Агасфер покачал головой:
– Разве это так важно, господин Блюхер? Русский ли, швед или немец? Важно то, что донос Салныня не дошел до Москвы. И коминтерновец Гришка не смог снова найти дезертира – я нашел его раньше. И не меня вам стоит опасаться, поверьте! Не случись у меня беды с сыном – убрался бы к себе в Шанхай, и не потревожил бы вас… А может, и предупредил бы. Я ведь и вправду давно в отставке, Блюхер! И согласился сюда поехать потому, что хотел по траве росяной походить. Над тихим омутом с удочкой посидеть, русские песни послушать… Мне ведь к супруге покойной пора, под березку шанхайскую. Верите?
– Не знаю… Пожалуй, что верю. Хотя в наше время верить даже близким людям опасно… Стало быть, хоть в одном я не ошибся: русский ты, Берг! Да… Ну и как? Удалось – песни послушать, с удочкой посидеть?

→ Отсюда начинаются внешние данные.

PR #2913, opened 2026-03-04
Fix/ New Venue UI: allow public submissions after submission deadline

celestemartinez:
Main changes:
1. allow PCs to select 'everyone' as readers in `Submission_Change_Before_Bidding/Reviewing`. Add a preprocess that checks the readers are selected correctly:
a. if `everyone ` is selected, no other reader options can be selected
b. if `everyone` is not selected, then PCs and paper suthors must be selected
2. Add odate and bibtex to submission as soon as it becomes public
3. Submission release will update a rejected paper's bibtex if the paper is public
4. Submission Release will no longer run automatically, PCs need to select which submissions to make public
a. a comment is posted to the request form if it runs without PC input
5. Similar to # 1, allow PCs to select everyone as readers of replies. 
6. Remove authors and everyone as readers option from stages like review, metareview, decision. The PCs should use the Official_Review_Release invitation to release to authors or the public (since this invitation removes the authors as nonreaders)
7. Create the Meta_Review_Release invitation (related to # 5)


openreview/workflows/process/submission_release.py
```diff
@@ -36,7 +57,6 @@ def get_source_submission_tuples(all_submissions):
         source_submissions = [(submission, openreview.api.Note.from_json(reply)) for submission in all_submissions for reply in submission.details['directReplies'] if f'{venue_id}/{submission_name}{submission.number}/-/{decision_name}' in reply['invitations']]
```
celestemartinez, line 57: @melisabok I realized the way I am getting submissions here already excludes submissions with no decision, so I just added a test to make sure this is working as expected.

openreview/workflows/process/edit_note_readers_preprocess.py
```diff
@@ -0,0 +1,17 @@
...
+    authors_name = domain.get_content_value('authors_name')
+    readers = edit.content['readers']['value']
+
+    is_submission_change_invitation = 'Submission_Change_Before' in invitation.id.split('/Readers')[0]
+
+    if 'everyone' in readers and len(readers) > 1:
+        raise openreview.OpenReviewException('The "everyone" reader option cannot be included with other reader options.')
+    
+    if 'everyone' not in readers:
+        if venue_id not in readers and not any(r for r in readers if r.endswith('/Program_Chairs')):
```
melisabok, line 14: if venue_id and venue_id/PCs two different options?

I think venue_id should be internally added always.

celestemartinez: I think this comes from the venue class stages, sometimes the PCs are added and sometimes the venue id is added, so the edit invitations work the same. I can make it more uniform across and always add the venue id. 

The option in the edit invitation depends on the super invitation, because if the venue is added in one but the PCs apears as option in the other, then the option does not appear as already selected and that is confusing.

tests/test_acs_and_reviewers.py
```diff
@@ -1148,19 +1270,26 @@ def test_release_submissions(self, openreview_client, helpers):
...
+        valid_bibtex = '''@misc{
+anonymous'''+str(year)+'''paper,
+title={Paper title 3},
+author={Anonymous},
+booktitle={Submitted to The EFGH Conference},
+year={'''+str(year)+'''},
+url={https://openreview.net/forum?id='''     
+
+        valid_bibtex = valid_bibtex +   submissions[0].forum + '''}
+}'''
```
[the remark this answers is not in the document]
celestemartinez: Fixed

openreview/workflows/process/submission_release.py
```diff
@@ -86,19 +106,31 @@ def edit_submission(submission_tuple):
...
         elif not note_accepted:
+            note_content = {
+                'venueid': {
+                    'value': rejected_venue_id
+                },
+                'venue': {
+                    'value': venue
+                }
+            }
+            if submission.content.get('bibtex', {}).get('value'):
```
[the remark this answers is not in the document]
celestemartinez: Fixed.

openreview/workflows/process/submission_release.py
```diff
@@ -86,19 +106,31 @@ def edit_submission(submission_tuple):
...
+                note_content['_bibtex'] = {
+                    'value': openreview.tools.generate_bibtex(
+                        note=submission,
+                        venue_fullname=title,
+                        year=str(datetime.datetime.now().year),
+                        url_forum=submission.forum,
+                        paper_status = 'rejected',
+                        anonymous=True
+                    )
```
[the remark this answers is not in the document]
celestemartinez: fixed.

openreview/workflows/process/edit_note_readers_preprocess.py
celestemartinez: @melisabok It looks like submissions are created with the venue as readers, but replies are created by default with the PC as readers. Should I always set the venue id as readers for all notes?

melisabok: I think we need to keep consistency, using the venue as reader is more general IMO but I do not want to break any existing behavior. I know that the comment stage has selectable readers and seeing the PC group is more clear than the venue.

I also think that if we impersonate the venue, then we can see everything so venue doesn't need to be reader of anything because it acts as a super user.

celestemartinez: I can see if this change would break too many things. For the comment invitation, we can use description for the venue id so users keep seeing the PCs as readers in the note editor.

melisabok: I remember the API is validating this, is the PC is not selected but readers is everyone then no need to add the optional: False PC member.

melisabok (approved):

PR #2919, opened 2026-03-10
Workflow Timeline: run setup_matching on deployment for all groups

### LINKED ISSUE #2917: Reviewer Assignment Deployment: Can run before Assignment invitations are created
There was a case where Reviewers_Assignment_Deployment ran and called set_assignments() but the Proposed Assignment invitation wasn't created yet, causing a process function error. We should check if the assignment invitation exists first.

celestemartinez:
This PR:
- fixes and tests the AC assignments deployment
- runs setup matching on deployment (fixes #2917) and skips submission and reviewer checks for new UI venues
- removes the `Assignment_Configuration` template, since this invitation is created by the setup matching
- adds a process to the `Assignment_Configuration` invitation if the venue uses the new UI
- creates a new method `set_assignment_invitations` which is called during deployment and creates the necessary invitations for matching and deployment

### DIFF
--- a/openreview/arr/invitation.py
+++ b/openreview/arr/invitation.py
@@ -186,6 +186,9 @@ class InvitationBuilder(object):
     def expire_invitation(self, invitation_id):
         return self.venue_invitation_builder.expire_invitation(invitation_id)
 
+    def unexpire_invitation(self, invitation_id):
+        return self.venue_invitation_builder.unexpire_invitation(invitation_id)
+
     def set_meta_invitation(self):
         return self.venue_invitation_builder.set_meta_invitation()
     
@@ -195,8 +198,14 @@ class InvitationBuilder(object):
     def set_submission_invitation(self):
         return self.venue_invitation_builder.set_submission_invitation()
 
+    def set_submission_deletion_invitation(self, submission_revision_stage):
+        return self.venue_invitation_builder.set_submission_deletion_invitation(submission_revision_stage)
+
     def set_post_submission_invitation(self):
         return self.venue_invitation_builder.set_post_submission_invitation()
+
+    def set_submission_change_invitation(self, name, activation_date):
+        return self.venue_invitation_builder.set_submission_change_invitation(name, activation_date)
 
     def set_pc_submission_revision_invitation(self):
         return self.venue_invitation_builder.set_pc_submission_revision_invitation()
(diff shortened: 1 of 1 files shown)


openreview/workflows/process/compute_affinity_scores_process.py
```diff
@@ -38,6 +38,17 @@ def process(client, invitation):
 
     venue = openreview.helpers.get_venue(client, venue_id, support_user)
 
+    match_group = client.get_group(committee_id)
+
+    if not match_group.members:
+        print(f'No members found in the {committee_name} group. No affinnity scores were computed')
```
melisabok, line 44: is this string being shown in the workflow configuration UI as part of the log details?

openreview/workflows/workflow_process/conference_review_workflow_deployment.py
```diff
@@ -224,20 +214,19 @@ def process(client, edit, invitation):
...
-        signatures=[invitation_prefix],
-        content={
-            'venue_id': { 'value': venue_id },
-            'name': { 'value': 'Assignment_Configuration' },
-            'submission_name': { 'value': 'Submission' },
-            'reviewers_name': { 'value': reviewers_name }
-        },
-        await_process=True
-    )
+    # client.post_invitation_edit(
```
melisabok: remove this?

openreview/workflows/process/compute_affinity_scores_process.py
celestemartinez: yes, I added this recently since the setup matching is no longer returning an error.

openreview/workflows/workflow_process/conference_review_workflow_deployment.py
celestemartinez: done

openreview/workflows/process/assignment_configuration_process.py
```diff
@@ -3,11 +3,11 @@ def process(client, edit, invitation):
     domain = client.get_group(edit.domain)
     venue_id = domain.id
     meta_invitation_id = domain.get_content_value('meta_invitation_id')
-    reviewers_name = domain.get_content_value('reviewers_name')
+    committee_name = invitation.get_content_value('committee_name')
 
     assignment_title = edit.note.content['title']['value']
 
-    match_name_invitation = client.get_invitation(f'{venue_id}/-/{reviewers_name}_Assignment_Deployment/Match')
+    match_name_invitation = client.get_invitation(f'{venue_id}/-/{committee_name}_Assignment_Deployment/Match')
```
melisabok, line 10: why the reviewers_id is not the prefix of the invitation? like we do with Assignment_Configuration?

PR #2931, opened 2026-03-13
fixing entity names for expertise results

cagostino:
This PR addresses changes to output entity processing of expertise results based on the changes made to the expertise repo in this [PR](https://github.com/openreview/openreview-expertise/pull/333)


openreview/conference/matching.py
```diff
@@ -645,10 +645,10 @@ def _compute_scores(self, score_invitation_id, submissions, model='specter+mfr')
                 matching_status['no_publications'] = result['metadata']['no_publications']
 
                 if self.alternate_matching_group:
-                    scores = [[entry['submission_member'], entry['match_member'], entry['score']] for entry in result['results']]
+                    scores = [[entry.get('entityB', entry.get('submission_member')), entry.get('entityA', entry.get('match_member')), entry['score']] for entry in result['results']]
```
melisabok: @enrubio can you confirm if this is the right order of the columns?

enrubio: Yes this is correct. For scores between groups, entity B is the submission_member and it should be the first item in the list. For example, when we compute SAC-AC scores, column 1 is the AC (which becomes the `head`) and column 2 is the SAC (`tail`).

openreview/conference/matching.py
```diff
@@ -645,10 +645,10 @@ def _compute_scores(self, score_invitation_id, submissions, model='specter+mfr')
...
                     return self._build_profile_scores(score_invitation_id, scores=scores), matching_status
 
-                scores = [[entry['submission'], entry['user'], entry['score']] for entry in result['results']]
+                scores = [[entry.get('entityA', entry.get('submission')), entry.get('entityB', entry.get('user')), entry['score']] for entry in result['results']]
```
enrubio: I just want to make sure I'm understanding the columns correctly since it's easy to mix up. Group to Group scores looks good to me. When we request scores for a Group to Papers (in request_expertise), it looks like entity A is always the group and entity B are the papers (type Note). So I'm confused why the naming gets switched and "submission" is replaced with entity A here? I could be missing something.

enrubio: Talked about it in the daily - the entity A that is sent in the request can be different from the entity A returned in the results.

celestemartinez: Spoke about this again, Chris will make a change to the entities from the request match the entities from the results.

enrubio (approved):
Changes look good! Glad it's consistent now between or-py and the expertise.

PR #2933, opened 2026-03-13
ARR: Post webfields once

### LINKED ISSUE #2558: ARR: Set the Area Chairs webfield only once
Set the content of the area chair webfield when the ARR venue is deployed and don't re set it every time the configuration changes.

This way organizers can make manual modifications without their changes being reverted.

haroldrubio:
- Resolves #2558
This PR sets the ARR webfields only once in the setup function by checking for a specific ARR comment added to each of the webfields


openreview/arr/arr.py
```diff
@@ -366,58 +367,68 @@ def setup(self, program_chair_ids=[], publication_chairs_ids=[]):
...
         with open(os.path.join(os.path.dirname(__file__), 'webfield/homepageWebfield.js')) as f:
             content = f.read()
-            self.client.post_group_edit(
-                invitation=self.get_meta_invitation_id(),
-                signatures=[self.venue_id],
-                group=openreview.api.Group(
-                    id=self.venue_id,
-                    web=content
+            venue_group = openreview.tools.get_group(self.client, self.venue_id)
+            if WEBFIELD_MARKER not in venue_group.web:
```
melisabok, line 371: webfield are posted once in regular venues, why is this not the case for ARR?

haroldrubio: In the Venue class, the webfields are only posted if the group has not yet been created. In ARR, the webfields are posted anytime the `setup` function is run. When the group edits were added to the ARR `setup` function, I thought this function was only run once so they are getting posted unconditionally

melisabok: Use this PR instead: https://github.com/openreview/openreview-py/pull/2939

PR #2934, opened 2026-03-13
Fix/ Submission Change: add a source and filter by source in process function

celestemartinez:
This PR adds a source to the `Submission_Change_Before_Bidding/Reviewing` and makes the process function read and filter by this source.

This is being added so we can check if this invitation is active in the submission process and post the respective edit.

### DIFF
--- a/tests/test_reviewers_only.py
+++ b/tests/test_reviewers_only.py
@@ -1899,8 +1899,8 @@ For more details, please check the following links:
         helpers.await_queue_edit(openreview_client, edit_id='ABCD.cc/2025/Conference/-/Official_Comment-0-1', count=3)
 
         invitations = openreview_client.get_invitations(invitation='ABCD.cc/2025/Conference/-/Official_Comment')
-        # these get created only for active papers
-        assert len(invitations) == 9
+        # these get created only for all papers since we added source now
+        assert len(invitations) == 10
         inv = openreview_client.get_invitation('ABCD.cc/2025/Conference/Submission1/-/Official_Comment')
 
         assert inv


openreview/tools.py
```diff
@@ -2055,6 +2059,7 @@ def should_match_invitation_source(client, invitation, submission, note=None):
     content_keys = invitation.edit.get('content', {}).keys()
     
     if not content_keys:
```
celestemartinez: @melisabok I am trying to understand why we are checking this here. The `Submission_Change_Before_Bidding` invitation does not have content keys, so no submissions match. Maybe I am not supposed to be using `should_match_invitation_source` here?

melisabok: this function was intended to catch the invitations that create child invitations. I didn't think about invitations editing existing notes. I guess this is done here so when the submission process functions find all the invitations to create the child invitations ignores other the ones that do not correspond  but I do no remember any case. Try removing this if and see if the tests pass.

openreview/workflows/process/submission_change_process.py
```diff
@@ -4,6 +4,7 @@ def process(client, invitation):
     venue_id = domain.id
```
melisabok: I wish this could be the same process function than the post_submission that we have in the old UI, is it possible?

celestemartinez: fixed here: https://github.com/openreview/openreview-py/pull/2937

openreview/tools.py
```diff
@@ -2062,12 +2062,12 @@ def should_match_invitation_source(client, invitation, submission, note=None):
         if is_accept_decision(decision_value, accept_options) != with_decision_accept:
             return False
 
+    note_invitation = invitation.edit.get('note') or invitation.edit.get('invitation', {}).get('edit', {}).get('note')
```
celestemartinez: @melisabok I had to add this here. Since we removed the `if not content_keys:` check, the submission process was trying to create children invitation for Desk_Rejection_Expiration, for example, which has no note inside the edit. I think this check should catch all other invitations we should be ignoring.

openreview/venue/process/post_submission_process.py
```diff
@@ -15,33 +15,40 @@ def process(client, invitation):
...
+                note=updated_note,
+                signatures=[venue_id]
+            )
     
     ## Release the submissions to specified readers if venueid is still submission
-    submissions = client.get_all_notes(content= { 'venueid': submission_venue_id }, domain=venue_id)
+    source = openreview.tools.get_invitation_source(invitation, domain)
+    print('source', source)
+    venue_ids = source.get('venueid', [submission_venue_id])
+    submissions = client.get_all_notes(content= { 'venueid': ','.join([venue_ids] if isinstance(venue_ids, str) else venue_ids)}, sort='number:asc', domain=venue_id)
```
melisabok: I think it would be less expensive to get all notes from invitation and then rely on `should_match_invitation_source` to match with the source.venueid.

I would also like to filter the submissions and then call to post_submission_edit. 

1. Get all submissions
2. Filter submissions by `should_match_invitation_source`
3. Call concurrent request using filtered submissions

openreview/tools.py
melisabok: I'm realizing that we are restricting this to note invitations but we may have group or tag invitations.

Isn't there another way to avoid the Desk_Rejection_Expiration?

openreview/venue/process/post_submission_process.py
celestemartinez: done

openreview/tools.py
```diff
@@ -1975,7 +1975,7 @@ def get_invitation_source(invitation, domain):
     meta_review_name = domain.content.get('meta_review_name', {}).get('value', None)
     rebuttal_name = domain.content.get('rebuttal_name', {}).get('value', None)
 
-    source = invitation.content.get('source', { 'value': { 'venueid': submission_venue_id } }).get('value', { 'venueid': submission_venue_id }) if invitation.content else { 'venueid': submission_venue_id }
+    source = invitation.content.get('source', { 'value': { 'venueid': submission_venue_id } }).get('value', { 'venueid': submission_venue_id }) if invitation.content else {}
```
celestemartinez, line 1978: returning no source if invitation does not have it

openreview/tools.py
```diff
@@ -2024,6 +2024,9 @@ def should_match_invitation_source(client, invitation, submission, note=None):
 
     source = get_invitation_source(invitation, domain)
 
+    if not source:
```
celestemartinez, line 2027: @melisabok I know we spoke about having
```
if not source and not content_keys:
    return False
```
Can you remind me why checking content_keys is also necessary? This seems to work as it is but wondering if I am mising something.

tests/test_reviewers_only.py
```diff
@@ -1855,7 +1874,8 @@ def test_comment_stage(self, openreview_client, helpers):
         helpers.await_queue_edit(openreview_client, edit_id='ABCD.cc/2025/Conference/-/Official_Comment-0-1', count=3)
 
         invitations = openreview_client.get_invitations(invitation='ABCD.cc/2025/Conference/-/Official_Comment')
-        assert len(invitations) == 10
+        # these get created only for active papers, should we add a source to the official comment?
```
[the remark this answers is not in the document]
celestemartinez: fixed.

tests/test_reviewers_only.py
```diff
@@ -1497,6 +1498,20 @@ def test_reviewers_deployment(self, openreview_client, helpers):
...
+            invitation='ABCD.cc/2025/Conference/-/Edit',
+            signatures=['ABCD.cc/2025/Conference'],
+            note=openreview.api.Note(
+                id=submission.id,
+                content={
+                    'venueid': { 'value': 'ABCD.cc/2025/Conference/Rejected_Submission' },
+                    'venue': { 'value': 'Submitted to ABCD 2025' }
+                }
+            )
+        )
```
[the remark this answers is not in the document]
celestemartinez: ignore, this edit is made with the meta invitation

openreview/tools.py
```diff
@@ -2077,10 +2077,10 @@ def should_match_invitation_source(client, invitation, submission, note=None):
     if 'noteReaders' in content_keys:
         return False
     
-    if 'noteId' not in content_keys:
+    if content_keys and 'noteId' not in content_keys:
         return False
     
-    if 'noteNumber' not in content_keys:
+    if content_keys and 'noteNumber' not in content_keys:
         return False
```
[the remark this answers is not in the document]
celestemartinez: not sure I understand this feedback

tests/test_reviewers_only.py
```diff
@@ -1518,6 +1533,10 @@ def test_review_stage(self, openreview_client, helpers):
         assert not 'readers' in submissions[0].content['pdf']
         assert submissions[0].content['data_release']['readers'] == ['ABCD.cc/2025/Conference', 'ABCD.cc/2025/Conference/Submission1/Authors']
 
+        # submission #1 still has previous readers
```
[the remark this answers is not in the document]
celestemartinez: fixed.

openreview/venue/process/post_submission_process.py
```diff
@@ -41,13 +42,16 @@ def post_submission_edit(submission):
         )
     
     ## Release the submissions to specified readers if venueid is still submission
-    submissions = client.get_all_notes(content= { 'venueid': submission_venue_id }, domain=venue_id)
+    source = openreview.tools.get_invitation_source(invitation, domain)
+    all_submissions = client.get_all_notes(invitation=f'{venue_id}/-/{submission_name}', sort='number:asc', domain=venue_id)
```
melisabok: can you use `submission_id` instead?

celestemartinez: fixed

– Частично. Другой Россия стала, господин Блюхер. Не та, которую я сорок лет назад помнил. Но все равно теперь на душе покойно и светло стало…
– Покойно и светло, – словно эхо, повторил Блюхер и снова уперся в лицо Агасфера светлыми, почти прозрачными глазами. – А как вы вообще попали за кордон, Берг? Вы офицер?